Relevant links: mirage/irmin-server#42, mirage/irmin-server#44.

Irmin in the Browser

The internship project consists in combining irmin-indexddb and irmin-server to produce an offline-first application with fast and efficient synchronisation. Offline-first applications ensure that apps work just as well offline as they do online. Thanks to Irmin’s mergeable replicated data-types, it becomes much easier to build applications that can transform the state offline and resynchronise the state later. For Tezos, this could be useful to write web applications to interact with the context state directly.

irmin-server is a server for Irmin using a custom wire protocol, designed to have minimal overhead. Clients can connect to the irmin-server over a byte-stream such as a TCP connection or a Unix domain socket. This restricts the client to Unix-like systems, meaning we cannot put a client in the browser to interact with a remote server efficiently. In May, we extended both the client and server to support websockets, a message-oriented data flow with good support in modern browsers. With this new communication channel, and with the appropriate abstractions, the clients of the irmin-server can now be compiled to the browser. This allows for building browser-based, offline-first applications that can efficiently synchronise with a remote Irmin store.

The offline-first Irmin application is scheduled to be available in Q3 2022.

Relevant links: mirage/irmin-server#47, mirage/irmin-server#48, mirage/irmin#1843.

Maintain and Improve Irmin

General Irmin Maintenance

We fixed a bug in the snapshot export, as the export was failing for blocks committed before Irmin 3.0. The fix is part of the Irmin 3.2.2 release and is in tezos#master.
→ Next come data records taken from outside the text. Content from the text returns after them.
Issue #5375, opened 2022-05-16
InstAgoric network for Econ Stress Test (xnet)


Tartuffo:
This must include the installation of the code-complete Inter Protocol contracts, as well as the Oracles and required collaterals wired through.

 - RPC-based dash board (#5681) requires
   - [x] #5963 landed to address #5959, needed by #5354
   - [x] re-spin [xnet](https://xnet.agoric.net/) at SDK_TAG:-20220816214108 6b7b997 for short duration
   - [x] AMM working on xnet
     - [x] pool with > 0 liquidity - [add-initial-liquidity.js](https://gist.github.com/dckc/7733f85be2c25a1a47b639e4b94816ac#file-add-initial-liquidity-js)
       - [x] shared ag-solo, which has lots of tokens
     - [x] confirm that a trade works
       - [x] smart wallet provisioning: https://github.com/Agoric/instagoric/pull/2
       - [x] deploy recent wallet UI code to [wallet.agoric.app](https://wallet.agoric.app), amm.agoric.app
       - [x] deploy recent AMM code to [amm.agoric.app](https://amm.agoric.app)
   - [x] vaults working on xnet
     - [x] vote to raise debt limit >0: [vote-raise-debt-limit.js](https://gist.github.com/dckc/7733f85be2c25a1a47b639e4b94816ac#file-vote-raise-debt-limit-js)
       - [x] shared ag-solo, which has econ committee voting invitation
     - [x] Oracle price feed: [manual-price-feed.js](https://github.com/Agoric/agoric-sdk/blob/master/packages/run-protocol/scripts/manual-price-feed.js)
        - (https://github.com/Agoric/agoric-sdk/issues/5242 )
     - [ ] confirm that creating a vault with the UI, liquidating works
       - [x] create a vault from a script using [borrow-from-vault.js](https://gist.github.com/dckc/73205178bd44cf3f4bbcf7db0fc280a8#file-borrow-from-vault-js)
   - [x] re-spin [xnet](https://xnet.agoric.net/) for longer duration
     - [x] #5987 landed to address #5910

dckc:
[...]

PR #5428, opened 2022-05-25
Add addPool to AMM creatorFacet and reinstate economy boot

michaelfig:
refs: #5375

## Description

- Put addPool on the AMM creatorFacet, primarily to un-tie knots in automated bootstrap; not intended for normal production use.
- Fix economy bootstrap, and add to CI.

### DIFF
--- a/packages/run-protocol/src/vpool-xyk-amm/addPool.js
+++ b/packages/run-protocol/src/vpool-xyk-amm/addPool.js
@@ -55,38 +55,22 @@ export const makeAddIssuer = (zcf, isInSecondaries, brandToLiquidityMint) => {
 /**
  * @param {ZCF<import('./multipoolMarketMaker.js').AMMTerms>} zcf
  * @param {(brand: Brand, pool: PoolFacets) => void} initPool add new pool to store
- * @param {Brand} centralBrand
- * @param {ERef<Timer>} timer
- * @param {IssuerKit} quoteIssuerKit
  * @param {import('./multipoolMarketMaker.js').AMMParamGetters} params retrieve governed params
- * @param {ZCFSeat} protocolSeat seat that holds collected fees
  * @param {ZCFSeat} reserveLiquidityTokenSeat seat that holds liquidity tokens
  *   from adding pool liquidity. It is expected to be collected by the Reserve.
  * @param {WeakStore<Brand,ZCFMint>} brandToLiquidityMint
  * @param {() => void} updateMetrics
+ * @param {ReturnType<typeof definePoolKind>} makePool
  */
 export const makeAddPoolInvitation = (
   zcf,
   initPool,
-  centralBrand,
-  timer,
-  quoteIssuerKit,
   params,
-  protocolSeat,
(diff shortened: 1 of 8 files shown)


packages/run-protocol/src/vpool-xyk-amm/multipoolMarketMaker.js
```diff
@@ -291,10 +291,38 @@ const start = async (zcf, privateArgs) => {
     }),
   );
 
-  /** @type {GovernedCreatorFacet<*>} */
-  const creatorFacet = makeGovernorFacet(
+  // TODO: pass this into makeAddPoolInvitation
```
turadg: I think this should be done before merge to DRY out the two addPools. They've already diverged in that [the other one updates metrics](https://github.com/Agoric/agoric-sdk/blob/0f4e0b53ffea8ea608f200752d8d342c0a2ce332/packages/run-protocol/src/vpool-xyk-amm/addPool.js#L97). cc @Chris-Hibbert

packages/run-protocol/src/vpool-xyk-amm/addPool.js
```diff
@@ -41,8 +41,9 @@ export const makeAddIssuer = (zcf, isInSecondaries, brandToLiquidityMint) => {
         AssetKind.NAT,
         harden({ decimalPlaces: 6 }),
       ),
-      mint => {
-        zcf.saveIssuer(secondaryIssuer, keyword);
+      /** @param {ZCFMint} mint */
+      async mint => {
+        await zcf.saveIssuer(secondaryIssuer, keyword);
```
turadg, line 46: noting https://github.com/Agoric/agoric-sdk/issues/5407 to link this instance to that ticket

Chris-Hibbert (changes requested):
This makes it possible to create a new empty pool, violating the requirement for a minimum funding. It also allows/requires the pool to be funded using `addLiquidity` rather than going through `addPoolAndLiquidityHandler`, which means that no liquidity will be extracted to the reserve.

dckc:
@Chris-Hibbert , this no-fee `addPool` method is primarily intended to un-tie knots in automated bootstrap; it's not intended for normal production use. (I clarified the PR description to say as much.)

> This makes it possible to create a new empty pool, violating the requirement for a minimum funding.

The motivation for minimum funding was essentially spam prevention, wasn't it? This no-fee `addPool` method is on the creator facet, which is only available to the BLDer DAO, not to spammers. There's nothing inherently wrong with an empty AMM pool, is there?

> It also allows/requires the pool to be funded using `addLiquidity` rather than going through `addPoolAndLiquidityHandler`, which means that no liquidity will be extracted to the reserve.

Yes, this is a consideration that anyone with access to the AMM creator facet should be aware of. Is it a reason not to add the feature, though?

dckc:
discussion with @Chris-Hibbert , @dtribble and co suggests:

 - try PSM?
 - try 0 minimum required liquidity?

dckc:
obsolete in favor of #5441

We are also looking into multicore and eio.

We are working on integrating the Irmin pretty-printers in utop.

Relevant links: mirage/irmin#1845, tezos/opam-repository#299.

Memory-efficient and formally verified caches

Last month an internship started with the goal to efficiently implement various caching policies (e.g., LFU, LIRS, etc.). Replacement policies can be complex, but since missing entries is part of the caches’ expected behaviour, wrongfully understanding or implementing them often go unnoticed. It can, however, dramatically affect performances or lead to memory leakages. We plan to evaluate the performance of the different policies in a real-world setting within Irmin and Tezos. Moreover, we aim to formalize caches behaviour and specify the cache replacement policies using Gospel.

The development last month included the creation of cache-through, an interface and a functor to call cache strategy in different cases (e.g. aside cache, through cache). We added tests based to cache-through on Alcotest and we’ve further explored LFU (Least Frequently Used) implementations in linear complexity.

This work is scheduled to be finished in Q2.

Relevant links: cachecache#6, cachecache#8.